In the follow-up studies of Experiment 2 we found that this impairment became more severe when flanking letters were themselves distorted. An averaging account of this task might predict that undistorted contours of the target letters will appear more distorted by virtue of lying nearby the distorted flankers (e.g. in Experiment 2c), thus reducing the perceived difference between distorted and undistorted target letters and reducing performance. In other words, crowding makes the targets appear more like the flankers (Greenwood et al., 2010). Increasing the number of distorted flankers (as in Experiment 2a) also reduces the difference signal available, if averaging depends on the number of nearby distorted contours. In contrast, a substitution model holds that observers encode the target and flanker features (in this case, distortedness) accurately, but will sometimes confuse the flankers and the target and thus report the flanker characteristic on some trials. Our results therefore seem more consistent with averaging than with substitution models of crowding. A substitution model could account for our results if the substituting observer only has access to the distortedness of the four letters perceived to be at the target location (whether or not these are targets or substituted flankers). A more realistic assumption would be that the observer can tell whether flanker letters are also distorted. In this case, the observer should be able to respond correctly because they would know which array of five letters contains the oddball letter, irrespective of whether a flanker is substituted for a target. While our data therefore seem to favour an averaging model, we would like to stress that the present study was not designed to discriminate between these accounts of crowding. Recent work shows that both averaging‐ and substitution-like errors can arise from a simple population coding model and decision criterion, at least for the case of orientation discrimination (Harrison and Bex, 2015).
5 Conclusion
Taken together, the pattern of results presented here provide a challenge for models of 2D form processing in humans.
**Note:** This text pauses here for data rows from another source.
PR #368, opened 2023-09-22
Add  "available" attribute to recipes

Satrat:
Fixes the error in this Asana ticket: https://app.asana.com/0/1204322589046915/1205549265505143/f

Adds an `available` attribute to `Recipes` that provides a list of recipe names. This is needed by the `sparsify.run` sparse transfer

### Testing
Confirmed the command failing in the ticket runs:
```
sparsify.run sparse-transfer --use-case image-classification --data imagenette --optim-level 0.5
```
Also updated unit tests to test the new property

### DIFF
--- a/src/sparsezoo/objects/recipes.py
+++ b/src/sparsezoo/objects/recipes.py
@@ -76,6 +76,9 @@ class Recipes:
                 return recipe
 
         # fallback to first recipe in list
+        if len(self._recipes) == 0:
+            raise ValueError("No recipes found, could not retrieve a default.")
+
         _LOGGER.warning(
             f"No default recipe {self._default_recipe_name} found, falling back to "
             f"first listed recipe {self._recipes[0].name}"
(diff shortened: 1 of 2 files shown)


src/sparsezoo/objects/recipes.py
```diff
@@ -67,8 +77,8 @@ def default(self) -> File:
 
         # fallback to first recipe in list
         _LOGGER.warning(
-            "No default recipe {self._default_recipe_name} found, falling back to"
-            "first listed recipe"
+            f"No default recipe {self._default_recipe_name} found, falling back to "
+            f"first listed recipe {self._recipes[0].name}"
```
rahul-tuli, line 81: Could we add an assert or Raise an exception if self._recipes is empty?

rahul-tuli (approved):
Nice clean diff!

src/sparsezoo/objects/recipes.py
Satrat: Yup, done!

rahul-tuli (approved):

bfineran (approved):

PR #370, opened 2023-09-26
Use file download URL as provided by the API

tdg5:
Sparsezoo shouldn't be generating file download URLs, it should use the file downloads provided by the API. The download URLs from the API are cheap and allow sparsezoo to be agnostic of where the files live on the interwebs and decoupled from whatever the current file download implementation is.

### DIFF
--- a/src/sparsezoo/model/utils.py
+++ b/src/sparsezoo/model/utils.py
@@ -599,9 +599,8 @@ def _copy_and_overwrite(from_path, to_path, func):
 
 def include_file_download_url(files: List[Dict]):
     for file in files:
-        file["url"] = get_file_download_url(
-            model_id=file["model_id"], file_name=file["display_name"]
-        )
+        file["url"] = get_file_download_url(file["download_url"])
+        del file["download_url"]
 
 
 def get_model_metadata_from_stub(stub: str) -> Dict[str, str]:
@@ -637,15 +636,12 @@ def is_stub(candidate: str) -> bool:
 
 
 def get_file_download_url(
-    model_id: str,
-    file_name: str,
-    base_url: str = BASE_API_URL,
+    download_url: str,
 ):
     """Url to download a file"""
-    download_url = f"{base_url}/v2/models/{model_id}/files/{file_name}"
-
     # important, do not remove
     if convert_to_bool(os.getenv("SPARSEZOO_TEST_MODE")):
-        download_url += "?increment_download=False"
+        delimiter = "&" if "?" in download_url else "?"
+        download_url += f"{delimiter}increment_download=False"
 
     return download_url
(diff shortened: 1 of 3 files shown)


horheynm (approved):

src/sparsezoo/model/utils.py
```diff
@@ -637,15 +636,12 @@ def is_stub(candidate: str) -> bool:
...
-    base_url: str = BASE_API_URL,
+    download_url: str,
 ):
     """Url to download a file"""
-    download_url = f"{base_url}/v2/models/{model_id}/files/{file_name}"
-
     # important, do not remove
     if convert_to_bool(os.getenv("SPARSEZOO_TEST_MODE")):
-        download_url += "?increment_download=False"
+        delimiter = "&" if "?" in download_url else "?"
```
bfineran, line 644: nice

src/sparsezoo/model/utils.py
```diff
@@ -599,9 +599,8 @@ def _copy_and_overwrite(from_path, to_path, func):
 
 def include_file_download_url(files: List[Dict]):
     for file in files:
-        file["url"] = get_file_download_url(
-            model_id=file["model_id"], file_name=file["display_name"]
-        )
+        file["url"] = get_file_download_url(file["download_url"])
```
bfineran, line 602: where is this used now?

src/sparsezoo/model/utils.py
```diff
@@ -599,9 +599,8 @@ def _copy_and_overwrite(from_path, to_path, func):
...
+        del file["download_url"]
```
bfineran, line 603: why delete?

src/sparsezoo/model/utils.py
bfineran: actually, never mind, see it was replacing the previous key

tdg5: The `get_file_download_url` function is only called from this file, I can get rid of that method and move the logic here if you like. That would look something like:
```python
def include_file_download_url(files: List[Dict]):
    for file in files:
        download_url = file["download_url"]
        del file["download_url"]

        # important, do not remove
        if convert_to_bool(os.getenv("SPARSEZOO_TEST_MODE")):
            delimiter = "&" if "?" in download_url else "?"
            download_url += f"{delimiter}increment_download=False"

        file["url"] = download_url
```

src/sparsezoo/model/utils.py
tdg5: Not required, just trying to maintain the existing file dict interface of sorts. I'd think having both a `url` and `download_url` property would confuse anyone looking at the dict and trying to make sense of things

src/sparsezoo/model/utils.py
bfineran: no need, looks good thanks

bfineran (approved):

PR #378, opened 2023-10-24
[Wip] Fix aliased directory

dbogunowicz:


src/sparsezoo/objects/directories.py
```diff
@@ -302,48 +302,31 @@ def __init__(self, *args, download_alias: Optional[str] = None, **kwargs):
...
-        )
-        if not actual_file_path.exists():
-            raise FileNotFoundError(
-                f"The directory {actual_file_path} should have been "
-                "downloaded but does not exist"
-            )
-        return str(actual_file_path)
+        with self._download_with_alias():
+            super().download(*args, **kwargs)
+            self.unzip()
```
bfineran, line 329: why are we moving this functionality here? this shouldn't be a requirement/side effect of an "aliased" directory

A successful model of form discrimination would need to explain sensitivity to two distinct distortion types, the dependence of distortion sensitivity on flanking letters, and the dependence on the type of flanking letters (distorted flankers reduce sensitivity). Directly comparing the BPN and RF distortions would require an image-based similarity metric that captured the perceptual size of the distortions on a common scale. One test of such a similarity metric would be to rescale the results of the BPN and RF data reported here such that the different sensitivity patterns as a function of distortion frequency overlap. We have provided our raw data and images of the stimuli used in these experiments (http://dx.doi.org/10.5281/zenodo.48574) to facilitate future efforts along these lines.
6 Acknowledgements
Designed the experiments: TSAW, ST, FAW, MB. Programmed the experiments: ST, TSAW. Collected the data: ST, TSAW. Analysed the data: ST, TSAW. Wrote the paper: TSAW. Revised the paper: ST, FAW, MB. We thank Peter Bex for helpful comments on the manuscript. TSAW was supported by an Alexander von Humboldt Postdoctoral Fellowship. Funded, in part, by the German Federal Ministry of Education and Research (BMBF) through the Bernstein Computational Neuroscience Program Tübingen (FKZ: 01GQ1002), the German Excellency Initiative through the Centre for Integrative Neuroscience Tubingen (EXC307), and the German Science Foundation (DFG; priority program 1527, BE 3848/2-1).
Footnotes
↵1 We generated stimuli for eight amplitudes but adjusted the sampling range after pilot testing to better sample the range of performance. All observers have done some trials at all amplitudes.
↵2 Any practice effect should therefore improve performance in the flanked condition (this is not what we found).
↵3 We credit Peter Bex for pointing out the likely relevence of speckling to the observed tuning.